As a recent briefing indicates, manufacturing continues to decline as a proportion of GDP – contributing just 10% compared with 27% in 1970. But also as an employer – down to 7.6% compared with the 22% in 1981 and 11% in 2003. Labour Party activists invariably blame successive Tory governments (and often their own!) for manufacturing’s demise, particularly the ‘monetarist’ economics of Margaret Thatcher in the 1980s. Increased ‘outsourcing’ of production to economies with lower wages is also cited, along with the overvaluation of Sterling designed to accommodate the interests of banking and finance, meaning the economy has experienced a serious imbalance. These arguments, along with the potentially disastrous implications of a ‘hard Brexit’ for factory supply-chains are of course significant, but arguably less important than other wider factors. As society gets richer for example, people spend less of their additional income on tangible goods. As a result, products like cars have experienced major ‘overproduction’. Consequently , despite still making up a greater share of GDP than in the UK, all the major economies have seen manufacturing decline as a proportion.
Even so, UK manufacturing output for 2018 was still 7% higher in the UK than in 1990, (although service sector output has more than doubled during the same period). The main reason for falls in manufacturing employment, is the large increases in productivity resulting from automation and robotics. In Q3 of 2019, productivity in manufacturing was 12% higher than the average across the economy (in the IT sector alone, rates were 49% higher). In manufacturing, it’s relatively easy to replace workers by machines. Fifty years ago the motor industry employed 500 000 people, car workers being among the best organised and the most militant within the Labour movement. Today employment is a little over 150 000 –less if you only include jobs directly concerned with production.
As much of an issue, is why productivity increases haven’t matched those elsewhere. A common explanation is under investment by UK business and a failure to spend money on R&D. Figures show for example that the number of robots used in UK manufacturing, at 71 per 10,000 employees, is much lower than elsewhere, (531 in South Korea and 301 in Germany) . If it wasn’t for the importance of the food, beverage and tobacco sector (which makes up 16% of total manufacturing) manufacturing employment would be lower still. The labour intensive nature of this industry is facilitated by the availability of low-paid, low-skilled employees – up to one third are from overseas.
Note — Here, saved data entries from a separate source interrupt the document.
PR #431, opened 2026-04-25
broken symlink and init

atoomic:
- **dist.ini: exclude broken-symlink fixture from dzil gather**
- **App::Yath2::Command::init: port from reference/old2**


dist.ini
```diff
@@ -45,6 +45,14 @@ exclude_filename = cpanfile
 root = t/
 prefix = t/
 include_dotfiles = 1
+; This is a deliberately-dangling symlink (-> nothing-there) used as a
```
exodist: Do not track this in git if the test creates it.

PR #434, opened 2026-04-25
log_dir.t: wire --log / -L and --log-dir on Command::test

atoomic:
t/Yath/integration/log_dir.t passes a tempdir via --log-dir, sets
-L to enable logging, and asserts that exactly one .jsonl file
ends up in the tempdir. Until now Command::test only had
--log-file / -F (commit b3ed09610), which forces the caller to
hand-craft a path; the test wants the runner to do the path
synthesis itself.

Add the missing piece on Command::test:

  --log-file / -F PATH  explicit path (already there)
  --log     / -L        Bool: turn logging on
  --log-dir DIR         Scalar: directory for the synthesized
                        filename when --log is on without --log-file

Resolution in run():
  1. --log-file wins outright
  2. else, if --log is on, synthesize
        File::Spec->catfile($log_dir // '.', strftime('%Y%m%d-%H%M%S').'.jsonl')
  3. else, no user log

`alt => ['log']` was dropped from the log_file option to free the
plain `--log` name for the new Bool. Existing callers that pass
--log=PATH would now hit the Bool option; any in-tree caller uses
-F or --log-file directly so this is a no-op for our suite (Tester's
`log => 1` arg passes -F /tmp/yathlog-XXX.jsonl, not --log).

log_dir.t flips from skip to pass with three inner ok:

  ok 1 - Exit Value Check
  ok 2 - Only 1 file present
  ok 3 - File is a jsonl file

dzil test stays green: 130 files / 799 tests / Result: PASS. The
other already-active integration tests (help, init,
nested_includes, test-w, verbose_env) still pass through the new
log resolution path because none of them set -L; the path stays
undef and the tee logic short-circuits exactly as before.

Co-Authored-By: Claude <noreply@anthropic.com>

### DIFF
--- a/lib/App/Yath2/Command/test.pm
+++ b/lib/App/Yath2/Command/test.pm
@@ -12,9 +12,8 @@ use Object::HashBase qw{
     <plugins
 };
 
-use File::Spec();
 use File::Path qw/remove_tree/;
-use Carp qw/croak/;
+use File::Spec();
 use POSIX qw/strftime/;
 use Time::HiRes qw/sleep/;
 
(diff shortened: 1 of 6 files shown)


atoomic (commented):
need work: we want to match the new log file type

In the General Election Labour promised increase investment through a ‘National Investment Bank’, and to improve ‘skills’. But would the increased productivity these might produce lead to increased manufacturing employment? On the contrary the opposite is likely to happen. According to Oxford Economics the introduction of one robot equates with the loss of 1.6 manufacturing jobs. more in poorer areas. it estimates that by 2030, robotisation will replace another 20 million jobs worldwide. In South Korea for example, despite almost a third of GDP being earned from manufacturing, the sector employs less than 1 in 5 of the population. Increased productivity also lowers the price of manufactured goods therefore reducing the amount the sector adds to the overall economy still further.
Rather than factory-based employment, Labour now draws most of its support from the 80% of the population working in services – a very different working class. It’s certainly the case that the continued fall in Labour support within the so called ‘red wall’ has been a long term consequence of ‘deindustrialisation’ and this has reinforced hostility towards the EU. But Labour can’t become the party of manufacturing again and has to offer other opportunities, other forms of security and set out how it can run a different economy in a different way. Midway through the General Election campaign, in response to the actions of climate change campaigners Labour took a bold leap, promoting a ‘Green Industrial Revolution’. During its period in opposition, it will at least be able to take some time to develop and explain how this will be organised and how it relates to the original Green New Deal.